EXCLUDE pure fiction (those belong in expressive category).""",
 
    "expressive": """Find works of FICTION that express what a theme FEELS LIKE:
- Novels that capture the phenomenological experience
- Utopian or dystopian explorations
- Stories that make abstract concepts viscerally real
 
EXCLUDE nonfiction (those belong in inspiring category).""",
}

Parallel Node Generation with Partial

Instead of writing three nearly-identical functions, use functools.partial:

from functools import partial
 
async def generate_recommendations(
    category: str,
    state: BookFindingState,
) -> dict[str, list[BookRecommendation]]:
    """Generate recommendations for a category."""
    theme = state["theme"]
    system_prompt = CATEGORY_PROMPTS[category]
 
    try:
        llm = get_llm(ModelTier.OPUS)
        response = await llm.ainvoke([
            {"role": "system", "content": system_prompt},
            {"role": "user", "content": f"Theme: {theme}"},
        ])
 
        # Parse JSON response
        raw_recs = json.loads(extract_json(response.content))
 
        return {"recommendations": [
            BookRecommendation(
                title=r["title"],
                author=r.get("author"),
                explanation=r["explanation"],
                category=category,
            )
            for r in raw_recs[:3]
        ]}
 
    except Exception as e:
        logger.warning(f"Failed {category}: {e}")
        return {"recommendations": []}  # Graceful degradation

Graph Construction

The graph uses static fan-out (multiple edges from START) with automatic fan-in:

from langgraph.graph import StateGraph, START, END
 
def create_book_finding_graph() -> StateGraph:
    builder = StateGraph(BookFindingState)
 
    # Add parameterized nodes
    for category in ["analogous", "inspiring", "expressive"]:
        builder.add_node(
            f"generate_{category}",
            partial(generate_recommendations, category),
        )
 
    builder.add_node("synthesize_output", synthesize_output)
 
    # Fan-out from START to all generators
    for category in ["analogous", "inspiring", "expressive"]:
        builder.add_edge(START, f"generate_{category}")
        builder.add_edge(f"generate_{category}", "synthesize_output")
 
    builder.add_edge("synthesize_output", END)
    return builder.compile()

LangGraph automatically waits for all three parallel branches to complete before running synthesize_output.

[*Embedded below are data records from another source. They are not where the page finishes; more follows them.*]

PR #56, opened 2022-05-30
MS Send Mail Email button 

wizhaaa:
### Summary 

PR Current Structure: 

Created a mock front-end page ("/email") to display the send email button. 
Created a backend endpoint (POST at "/sendmail") that the frontend must send email data to. 
This button calls the "send mail" function in the frontend which posts to our backend server to send the email through Graph API. 

Backend will then respond with success or failure. 
How the front end will decide to render based on the response is left to a future PR. 
One option I have implemented is to render a "Try Again" button that will log the user in (repopulating authToken) and automatically call the sendMail function again with the same data. 

Next: 
Once this and Sean's PR #57 are merged, will move the sendMail function to be accessible and obtain the recipients, body, and subject in Sean's code. 

**TODO:** What data the front end needs to pass to this function and update: (Will implement and obtain once #57 is merged). 

- [ ] email subject
- [ ] email body
- [ ] email rcpts of the students 

Right now, the front end passes in static dummy text and sends to my emails. 

Note: Only I have access to the lscstudypartners mailbox so I believe nobody else on Zing will be able to send emails successfully. Would want to allow other Zing devs to be owners of mailbox too and help in testing? Or, just hand off to LSC for testing with their MS accounts.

The add reducer merges all recommendation lists into one.

Workflow Extraction Guidelines

When extracting specialized functionality from a larger workflow:

  1. Identify distinct concerns: Book finding needs different prompting than web/academic search.
  2. Create standalone module: Full package with state, prompts, nodes, graph.
  3. Simplify parent workflow: Remove extracted functionality, update routing.
  4. Document the split: Explain when to use each workflow.

Why This Approach Works

  1. Cross-domain discovery: Analogous prompting finds unexpected connections.
  2. Categorized output: Three categories serve different user needs.
  3. Parallel efficiency: Three LLM calls run concurrently.
  4. Graceful degradation: One category failing doesn’t crash the workflow.
  5. Clean separation: Standalone workflow can be invoked independently.

Trade-offs

  • Separate invocation: Must call book_finding() separately from main research.
  • No cross-pollination: Book insights don’t automatically inform other research.
  • LLM cost: Three parallel Opus calls are expensive per invocation.